Essay

Italianate Landscape with Town and Waterfall, date not known, by Follower of Jan Wyck

Read technical information about this painting resulting from examination and scientific analysis by conservators and conservation scientists at Tate

Fig.1 Follower of Jan Wyck Italianate Landscape with Town and Waterfall Date not known Oil paint on canvas 889 x 914 mm N02986

Fig.1
Follower of Jan Wyck
Italianate Landscape with Town and Waterfall
Date not known
Oil paint on canvas
889 x 914 mm
N02986

This painting is in oil paint on canvas measuring 889 x 914 mm. The coarse, plain woven canvas has a weave count of 9 vertical and 13 horizontal threads per square centimetre. The fabric is loosely woven with many slubs and the threads are of uneven thickness.
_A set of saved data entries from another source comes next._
PR #2353, opened 2026-08-04
[N01][Note] Align default refundRecipient resolution with sender aliasing

StanislavBreadfulAI:
## Finding (OpenZeppelin N01, Note)

When `refundRecipient` is left unset, `BridgehubBase._sendRequest` substitutes `msg.sender` without applying the L1-to-L2 alias. The Mailbox's recipient aliasing therefore always ran its non-zero branch, which aliases based on `code.length`, rather than the zero branch, which aliases based on `_originalCaller == tx.origin`. The two checks disagree for a caller whose code is not yet deployed, such as a contract bridging from its own constructor: `request.sender` is aliased (sender aliasing in `Mailbox._requestL2Transaction` uses `tx.origin`), while the defaulted `request.refundRecipient` was not (`code.length == 0`). The same address thus resolved to two different L2 identities, and refunds would be sent to the unaliased L2 address that the L1 contract does not control. The legacy `Mailbox.requestL2Transaction` path, which passed the zero recipient through to the `tx.origin` branch, *would* alias such a caller — so the default resolution depended on which contract performed it.

## Fix

The default path resolves an unset `refundRecipient` to the caller's single L2 identity on every path (Bridgehub direct, two-bridges, the legacy AssetRouter path, and the legacy Mailbox entry point): a caller that is not `tx.origin` and has no deployed code is aliased at substitution time — it is an L1 contract that only controls its aliased address on L2. EOAs, deployed contracts (aliased downstream by the Mailbox as before), EIP-7702 accounts (designator code, exempted by the Mailbox's checker as before), and explicitly-named recipients are unchanged.

Following review feedback (kelemeno's suggested refactor, approved by the maintainer), the resolution is now split single-responsibility in `AddressAliasHelper`, replacing the previous two overlapping helpers:

- `actualRefundRecipient(_refundRecipient, _originalCaller)` resolves **only the default (zero) case** and returns `(recipient, aliasingFinalized)`: explicit recipient → `(recipient, false)`; EOA caller (`== tx.origin`) → `(caller, true)`; deployed-code caller → `(caller, false)` (only the Mailbox can distinguish an EIP-7702 account from a contract); constructor caller (no code, not `tx.origin`) → `(alias(caller), true)` — final, never aliased again.
- `applyRefundRecipientAlias(_refundRecipient, _is7702AccountRefundRecipient)` (Mailbox-only) is the single place an explicit/deferred contract recipient is aliased, with the EIP-7702 exemption.
- `actualRefundRecipientMailbox` is **removed**: its zero branch became redundant, its else branch became `applyRefundRecipientAlias`. The Mailbox composes the two, skipping the recipient 7702 check when aliasing is already finalized and reusing the sender check when the recipient resolves to the sender. `BridgehubBase._sendRequest` and `L1AssetRouter.depositLegacyErc20Bridge` drop the flag (the request struct cannot carry it).

The resolution rules and the split of responsibilities are documented in `protocol-docs/bridging.md` (new "Refund-recipient resolution" subsection).

## Tests

- `actualRefundRecipient.t.sol`: default-resolution unit tests asserting both the address and the `aliasingFinalized` flag, plus composition tests replicating the removed Mailbox helper's semantics through the two new helpers as the Mailbox composes them — including the pin that a constructor caller with code deployed at its alias is **not** aliased twice on the legacy path.
- `applyRefundRecipientAlias.t.sol` (replaces `actualRefundRecipientMailbox.t.sol`): explicit-recipient cases (EOA, contract, 7702) plus fuzz tests.
- End-to-end regression test `Bridgehub_ConstructorCaller.t.sol`: drives the real `L1Bridgehub.requestL2TransactionDirect` → Mailbox flow from a contract constructor (via `ConstructorForwarder`) with an unset `refundRecipient`, asserting the canonical transaction's `from` and `reserved[1]` are the same aliased address. Verified to fail against the unfixed code.
- Fuzz tests cover the zero-recipient constructor branch and the explicit-recipient passthrough.
- Full suites pass locally with plain `forge`: l1 unit 2375, l1 integration 248, zksync-os 20. Behavior preservation of the refactor was checked case by case for: EOA caller, deployed contract, 7702 sender and 7702 explicit recipient, constructor caller, and explicit EOA recipient (still left unaliased).

## Caveats

- `AllContractsHashes.json` is intentionally not regenerated in this PR (the inlined library changes `L1Bridgehub`/`L1AssetRouter`/Mailbox bytecode); it must be regenerated with the pinned toolchain (`recompute_hashes.sh` / update-hashes workflow) before merge. `selectors` was regenerated (dev wrapper only); `zkstack-out` is unaffected (no interface change).
- The symmetric footgun on the *explicit* path is pre-existing and deliberately left untouched: a contract in its constructor that explicitly passes `refundRecipient = address(this)` is still left unaliased by `applyRefundRecipientAlias` (indistinguishable from an EOA). Changing behavior for explicitly-named recipients is out of scope here.
- Theoretical double-alias edge, now narrowed: on the legacy Mailbox path the `aliasingFinalized` flag rules it out entirely (test-pinned); on the Bridgehub/AssetRouter paths the flag is deliberately dropped (carrying it would require extending `BridgehubL2TransactionRequest`; both call sites carry a comment + doc pointer), so a contract deployed at exactly `alias(caller)` would still be aliased a second time. Triggering that requires any contract at exactly the caller's alias (~2^160 grind); profiting additionally requires controlling the doubly-aliased L2 address. Not made worse by this PR.


l1-contracts/contracts/vendor/AddressAliasHelper.sol
```diff
@@ -43,18 +43,28 @@ library AddressAliasHelper {
...
         address _originalCaller
-    ) internal pure returns (address _recipient) {
+    ) internal view returns (address _recipient) {
         if (_refundRecipient == address(0)) {
             // If the `_refundRecipient` is not provided, we use the `_originalCaller` as the recipient.
+            // A caller without deployed code that is not the tx originator (i.e. a contract calling from its
+            // constructor) is an L1 contract that only controls its aliased address on L2, but the
+            // `code.length`-based check in `actualRefundRecipientMailbox` cannot recognize it as a contract
+            // and would leave it unaliased — so the alias is applied here. Callers with deployed code are
+            // left as is: `actualRefundRecipientMailbox` aliases them (unless they are EIP-7702 accounts,
```
StanislavBreadless: can you please start this sentence with "IMPORTANT" or something like it. This is a non-trivial caveat that we still expect the mailbox to finish the aliasing

StanislavBreadfulAI: Done in e9ea98d0e — the caveat now reads: "IMPORTANT: callers with deployed code are left as is — the Mailbox is still expected to finish the aliasing: `actualRefundRecipientMailbox` aliases them (unless they are EIP-7702 accounts, which it exempts)." Comment-only change, no logic touched.

l1-contracts/contracts/vendor/AddressAliasHelper.sol
```diff
@@ -43,18 +43,29 @@ library AddressAliasHelper {
...
-    ) internal pure returns (address _recipient) {
+    ) internal view returns (address _recipient) {
         if (_refundRecipient == address(0)) {
             // If the `_refundRecipient` is not provided, we use the `_originalCaller` as the recipient.
+            // A caller without deployed code that is not the tx originator (i.e. a contract calling from its
+            // constructor) is an L1 contract that only controls its aliased address on L2, but the
+            // `code.length`-based check in `actualRefundRecipientMailbox` cannot recognize it as a contract
+            // and would leave it unaliased — so the alias is applied here.
+            // IMPORTANT: callers with deployed code are left as is — the Mailbox is still expected to finish
+            // the aliasing: `actualRefundRecipientMailbox` aliases them (unless they are EIP-7702 accounts,
```
StanislavBreadless: add the reasoning is because only mailbox has the ability to check whether an account is eip7702 one

StanislavBreadfulAI: Added in b255e3219 — the caveat now explains the reasoning: only the Mailbox has the ability to check whether an account is an EIP-7702 one (and so must be exempted from aliasing); this helper cannot make that distinction, as EIP-7702 accounts also have non-empty code. Comment-only change.

l1-contracts/contracts/vendor/AddressAliasHelper.sol
```diff
@@ -43,18 +43,30 @@ library AddressAliasHelper {
...
     /// @param _originalCaller the address that triggered the tx to L2
     /// @return _recipient the corrected address that should receive the refund
     function actualRefundRecipient(
         address _refundRecipient,
         address _originalCaller
-    ) internal pure returns (address _recipient) {
+    ) internal view returns (address _recipient) {
         if (_refundRecipient == address(0)) {
             // If the `_refundRecipient` is not provided, we use the `_originalCaller` as the recipient.
+            // A caller without deployed code that is not the tx originator (i.e. a contract calling from its
```
kelemeno: We now have two functions that look like variants of each other, `actualRefundRecipient` and `actualRefundRecipientMailbox`, and this PR adds a third spelling of the same aliasing decision inside the first one. Can we unify them?

They are not really variants — they are two stages of one resolution, each with different information:

| | knows the original caller | can detect EIP-7702 |
|---|---|---|
| `actualRefundRecipient` (Bridgehub, L1AssetRouter) | yes | no |
| `actualRefundRecipientMailbox` (Mailbox) | no (`request.sender` is the AssetRouter on the two-bridges path) | yes (`EIP_7702_CHECKER`) |

That asymmetry is also the root cause of N01: the "was it unset?" bit is destroyed when the Bridgehub substitutes the caller, so the Mailbox finishes the job through its *explicit recipient* branch (`code.length`) instead of its *default* branch (`tx.origin`), and those two disagree for a caller whose code is not deployed yet.

Collapsing to one function by passing `false, false` at the outer call sites is not behaviour-preserving: a 7702 account that is not `tx.origin` would get aliased at the Bridgehub stage while the Mailbox leaves the *sender* unaliased, so refunds would be lost. Making it literally one function needs the 7702 checker in the Bridgehub (extra immutable plus an external call per request, and unavailable on Gateway), which is more than an OZ Note warrants.

What does work is to split on the axis that actually differs — *resolve the default* versus *alias a contract recipient* — so each decision exists in exactly one place, and to let the first step say whether its answer is already final:

```solidity
    /// @notice Substitutes the original caller as the refund recipient if none was provided.
    /// @dev This is the only place where the default refund recipient is resolved. It is used by every entry
    /// point that knows the original caller: the Bridgehub, the legacy AssetRouter deposit and the Mailbox.
    /// @dev Aliasing of an explicitly provided recipient is NOT performed here, see `applyRefundRecipientAlias`.
    /// @param _refundRecipient the address that should receive the refund
    /// @param _originalCaller the address that triggered the tx to L2
    /// @return recipient the address that should receive the refund
    /// @return aliasingFinalized whether the returned `recipient` is final. If false, the Mailbox must still
    /// pass it through `applyRefundRecipientAlias`, as only the Mailbox can tell an EIP-7702 account (which is
    /// an EOA on L2 and must not be aliased) apart from a smart contract: both have non-empty code.
    function actualRefundRecipient(
        address _refundRecipient,
        address _originalCaller
    ) internal view returns (address recipient, bool aliasingFinalized) {
        if (_refundRecipient != address(0)) {
            // An explicitly provided recipient may still need to be aliased by the Mailbox.
            return (_refundRecipient, false);
        }
        // solhint-disable avoid-tx-origin
        // slither-disable-next-line tx-origin
        if (_originalCaller == tx.origin) {
            // solhint-enable avoid-tx-origin
            // The caller is an EOA, so it controls the same address on L2. Nothing to alias.
            return (_originalCaller, true);
        }
        if (_originalCaller.code.length != 0) {
            // Either a smart contract or an EIP-7702 account, only the Mailbox can tell them apart.
            return (_originalCaller, false);
        }
        // A caller with no deployed code that is not the tx originator is a contract calling from its own
        // constructor. It only controls its aliased address on L2, and the `code.length` check in
        // `applyRefundRecipientAlias` cannot recognize it as a contract, so the alias is applied here.
        // This value is final: it must not be aliased a second time, even if code happens to exist at it.
        return (AddressAliasHelper.applyL1ToL2Alias(_originalCaller), true);
    }

    /// @notice Applies the L1 to L2 alias to a refund recipient that is a smart contract, to prevent foot guns.
    /// @dev Only to be used in the Mailbox, and only for a recipient that `actualRefundRecipient` did not
    /// finalize: EIP-7702 accounts have non-empty code but are EOAs on L2, so they must be exempted, and only
    /// the Mailbox is able to detect them.
    /// @param _refundRecipient the address that should receive the refund
    /// @param _is7702AccountRefundRecipient true, if the _refundRecipient is EIP 7702 Account
    /// @return recipient the corrected address that should receive the refund
    function applyRefundRecipientAlias(
        address _refundRecipient,
        bool _is7702AccountRefundRecipient
    ) internal view returns (address recipient) {
        recipient = (_refundRecipient.code.length == 0 || _is7702AccountRefundRecipient)
            ? _refundRecipient
            : AddressAliasHelper.applyL1ToL2Alias(_refundRecipient);
    }
```

`Mailbox._requestL2Transaction` composes the two:

```solidity
        // Resolve the default refund recipient. On the Bridgehub and legacy AssetRouter paths this is a no-op,
        // as those entry points have already substituted the original caller.
        (address refundRecipient, bool aliasingFinalized) = AddressAliasHelper.actualRefundRecipient(
            request.refundRecipient,
            request.sender
        );

        bool is7702AccountRefundRecipient = false;
        bool is7702AccountSender = false;

        if (block.chainid == L1_CHAIN_ID) {
            if (!aliasingFinalized) {
                is7702AccountRefundRecipient = EIP_7702_CHECKER.isEIP7702Account(refundRecipient);
            }
            is7702AccountSender = EIP_7702_CHECKER.isEIP7702Account(request.sender); // This is not the same as refundRecipient, as it appears to be the AR during TwoBridges.
        }

        request.refundRecipient = aliasingFinalized
            ? refundRecipient
            : AddressAliasHelper.applyRefundRecipientAlias(refundRecipient, is7702AccountRefundRecipient);
```

The two outer call sites drop the flag, since they cannot transmit it to the Mailbox anyway. Note that each keeps passing its own notion of the original caller — the Bridgehub passes `msg.sender`, while the AssetRouter must keep passing `_originalCaller`, otherwise the default would resolve to the AssetRouter itself rather than to the user who initiated the deposit.

`BridgehubBase._sendRequest`:

```solidity
        // Although the aliasing might happen in the Mailbox, we still want to determine the refund recipient
        // in the BH, as the Mailbox won't have msg.sender
        (address refundRecipient, ) = AddressAliasHelper.actualRefundRecipient(_refundRecipient, msg.sender);
```

`L1AssetRouter.depositLegacyErc20Bridge`:

```solidity
            // If the refund recipient is not specified, the refund will be sent to the sender of the transaction.
            // Otherwise, the refund will be sent to the specified address.
            // If the recipient is a contract on L1, the address alias will be applied by the Mailbox.
            (address refundRecipient, ) = AddressAliasHelper.actualRefundRecipient(_refundRecipient, _originalCaller);
```

With this, `is7702AccountSender` is only used for sender aliasing, which is where it belongs, and the `_refundRecipient == address(0)` branch of `actualRefundRecipientMailbox` disappears as redundant. For the legacy `Mailbox.requestL2Transaction` path — the only path that reaches `_requestL2Transaction` with a zero recipient, the other two zero-recipient constructions (`_wrapRequest`, `requestL2ServiceTransaction`) go through `_requestL2TransactionFree`, which never calls these helpers — the composition gives the same result as today in every case:

| caller | current zero branch | resolve, then alias |
|---|---|---|
| EOA (`== tx.origin`) | caller | (caller, final) -> caller |
| EIP-7702, not `tx.origin` | caller | (caller, deferred) -> `is7702` -> caller |
| deployed contract | alias(caller) | (caller, deferred) -> code != 0 -> alias(caller) |
| no code, not `tx.origin` | alias(caller) | (alias(caller), **final**) -> alias(caller) |

The `aliasingFinalized` flag is what makes the last row hold unconditionally. Without it, a constructor caller `C` whose alias `A = alias(C)` happens to have ordinary code deployed at it would be aliased twice (`alias(A)`), whereas today's zero branch returns `A` directly — i.e. the refactor would otherwise extend this PR's acknowledged double-alias edge to the legacy path.

What remains is the edge case this PR already documents, on the Bridgehub and AssetRouter paths only: there the recipient arrives at the Mailbox already substituted and non-zero, so `A` goes through `applyRefundRecipientAlias` and is aliased again if code exists at `A`. Closing that needs a field on `BridgehubL2TransactionRequest` (or the checker in the Bridgehub), so I would keep the caveat but narrow it from "inherited from the two-stage design" to "Bridgehub/AssetRouter paths only; the legacy Mailbox path resolves in one place and is unaffected". Reaching it still requires controlling both `C` and `A`.

Two costs worth naming, both confined to the legacy `Mailbox.requestL2Transaction` path with an unset recipient. It gains a `code.length` read on the caller that today's zero branch does not perform (one cold `EXTCODESIZE`, plus a warm repeat in the second step for the deferred cases; the `tx.origin` check short-circuits before it for EOAs), and the `isEIP7702Account` call moves from the raw recipient to the resolved one, where it is skipped entirely once the answer is final. The Bridgehub and AssetRouter paths are unaffected — `actualRefundRecipient` returns on the first line there, before touching `code.length`.

Knock-ons if we go this way: `AddressAliasHelperTest` grows a `(address, bool)` return plus an `applyRefundRecipientAlias` wrapper, and `actualRefundRecipientMailbox.t.sol` splits into `applyRefundRecipientAlias` unit tests (the explicit-recipient 7702 cases) and composition tests (the zero-recipient 7702 cases). Hashes need regenerating either way, per the PR's own caveat.

0xValera (approved):

l1-contracts/contracts/vendor/AddressAliasHelper.sol
StanislavBreadfulAI: Applied in 480768c3b + 63e76f9f1. `actualRefundRecipient` now resolves only the default (zero) case and returns `(recipient, aliasingFinalized)`; the new `applyRefundRecipientAlias` is the single place an explicit/deferred contract recipient is aliased (with the 7702 exemption only the Mailbox can evaluate); `actualRefundRecipientMailbox` is removed and the Mailbox composes the two, skipping/reusing the 7702 checks. Bridgehub/AssetRouter drop the flag with a comment + doc pointer (the request struct cannot carry it), so the double-alias caveat is now confined to those paths and ruled out on the legacy path — pinned by a code-at-alias test. Split of responsibilities documented in protocol-docs/bridging.md. Behavior-preservation verified case by case (EOA, deployed contract, 7702 sender/recipient, constructor caller, explicit EOA recipient) — suites green: 2375 unit / 248 integration / 20 zksync-os.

There is cusping along the top and bottom edges but no cusping is present at the uprights (fig.2).1 Diagonal lines of cracking in the paint at both left corners suggests that the original stretcher had corner braces and that the painting has been reduced in width, as there are no comparable cracks at the right corners. The presence of the ground and the painted image on both vertical tacking edges informs us that the width has been reduced in size at both sides but with considerably more removed at the right. Adding the equivalent width of the left hand cracks to the overall width of the painting produces the probable original dimensions of 1220 x 914 mm.

Fig.2 X-radiograph of Italianate Landscape with Town and Waterfall

Fig.2
X-radiograph of Italianate Landscape with Town and Waterfall

The ground is reddish brown. Cross-sections show a complex construction of four distinct applications, as follows: the first coat is opaque pale orange in colour and the second a warm, opaque mid-brown. When dry this was coated with a thin, unpigmented substance; its fluorescence in ultraviolet light and positive response to Acid Fuchsin indicates that it is composed of animal glue size. Finally a second coat of the opaque mid-brown was applied over the whole surface (figs.3−7).

No preparatory underdrawing was detectable with infra-red reflectography. The blue of the sky has smalt and lead white as its principal pigments, with vermilion, realgar, black and earth pigments added to vary the tones. Vermilion, realgar and red lake were used for the warm highlights on the figures.2 The varnish is composed of two coats of natural resin varnish, both of which have discoloured with age.